I recently obtained my first commercial client. They own a pair of high-end salon/spas and were sufficiently impressed with my soap that they now want to stock it on their shelves and are willing to buy it wholesale from me at almost my retail price. The only caveat is that they want the front of the packaging labeled with their company's logo, with my company's logo and info on the back of the packaging. Totally doable, especially since they have no issues about me stamping my company's logo directly on the bar of soap. They plan to significantly mark up the price of the soaps as they have an extremely wealthy clientele that won't bat an eye at paying $9 or more per bar. My quandary is that I'm trying to come up with ideas for luxury, spa-quality soaps I can make test batches of and pitch to them that will be sufficiently luxurious as to justify the incredibly high price point they will be charging and will appeal to their wealthy clientele. Anybody have any ideas? I'm already kicking around some salt bar ideas and just did up another test batch last night with some higher-end ingredients like silk. I was thinking of maybe adding some luxury oils like argan or emu. Does anybody have experience using the luxury oils in cp soap? Which ones would retain noticeable benefits in the finished product? I don't want to dump a bunch of luxury oils into soap for label appeal alone. I want them to at least provide some benefit and from my research there seems to be two schools of thought. The first is that many of these luxury oils do little to nothing in cp soap because their beneficial properties are essentially nullified during saponification and really only provide noticeable results in leave-on treatments(which are not an option for me). The second school of thought is that they do retain beneficial qualities in cp...especially emu oil. What do you guys think?


----------



## shunt2011 (Jul 28, 2014)

My personal feeling is using luxury oils in soap is strictly for label appeal as there is really no way to know what survives the soponification process. Som oils do have more unsoponifiables in them so you would need to research the oils you want to use. I choose to use luxury oils in leave on products only. I do use silk in all my recipes except my vegan soaps. However, if you hot process then you could add your luxury oils after the cook. I have seen some beautiful hot process soaps.  Adding certain clays to soap also gives them label appeal.


----------



## lsg (Jul 28, 2014)

I consider my Aloe/Cream bar spa quality, as it is sudsy and has a wonderful creamy feel.  Why not use infused oils.  Infuse with calendula, comfrey or chamomile etc.  That way you can use olive and other readily available oils with the label appeal of herb-infused oils.


----------



## DeeAnna (Jul 28, 2014)

I will also add that your client is impressed with the soap you are CURRENTLY making, so keep that in mind. It is tempting to do too much too fast in search of an elusive goal and lose sight of the success one already has found.

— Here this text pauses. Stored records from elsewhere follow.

PR #454, opened 2017-08-18
[WIP] [nextercism] Transmute submit arguments into file paths

kytrinyx:
This is a little bit of dirty alchemy, and I truly do not know if it's the right approach.

It builds on top of #453, so if you've seen that, you only have to look at the second commit in this PR.

When someone submits, they might specify a directory. Or files. Or just the name of an exercise. Depending on what the arguments are, there are numerous ways in which everything can go wrong.

So we need to figure out a few things:

- what is the root solution directory that they're trying to submit
- are they trying to specify specific files within that directory

If they're specifying specific files, then we don't want to filter out the README, test suite, and metadata automatically. If they're saying it should be submitted, then it should be submitted.

But if they're specifying a directory, then we are going to need to walk that directory, find the files, and filter out stuff we don't want to automatically push up to the site.

This function munges the arguments that are passed to the submit command, to figure out how it's going to have to handle things.

### DIFF
--- a/workspace/transmission.go
+++ b/workspace/transmission.go
@@ -1,0 +1,59 @@
+package workspace
+
+import (
+	"errors"
+	"path/filepath"
+)
+
+// Transmission is the data necessary to submit a solution.
+type Transmission struct {
+	Files   []string
+	Dir     string
+	argDirs []string
+}
+
+// NewTransmission processes the arguments to the submit command to prep a submission.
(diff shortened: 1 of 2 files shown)


kytrinyx:
> Kinda feels like an exercism exercise

Haha yes, it does. It has that smallish scope. :-)

I've pushed up the typo fix, and will merge this when the build goes green.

There's nothing wrong with exploring new ideas, different additives, tweaks to recipes ... I do it all the time too ... but keep in mind that you already have something that is working really well. 

Another thing to consider is design. I don't know if you do much in the way of swirling and other fancy design work, but increasing the visual interest of your product might be something to consider. 

And on the same note, what about an upgrade to your packaging? (I have absolutely no idea how you package your soap, so don't take this as a criticism of what you do -- it's totally a blind suggestion.) Sometimes it's not what's IN the box that is particularly different or special ... it's the box itself.


----------



## The Efficacious Gentleman (Jul 28, 2014)

I agree with DeeAnna - they want to sell your soap, so why are you looking at doing too much to change what they like?


----------



## jade-15 (Jul 28, 2014)

I have my basic recipe which is *almost* perfect. On my to-do list is to test the addition of 10% of different oils (sweet almond, avocado, grapeseed, mango butter etc) and then I can compare the differences... By keeping my base the same I will know exactly what each oil brings. 
I can't offer any advice about luxury oils and what they bring, but just thought I would share my plan... 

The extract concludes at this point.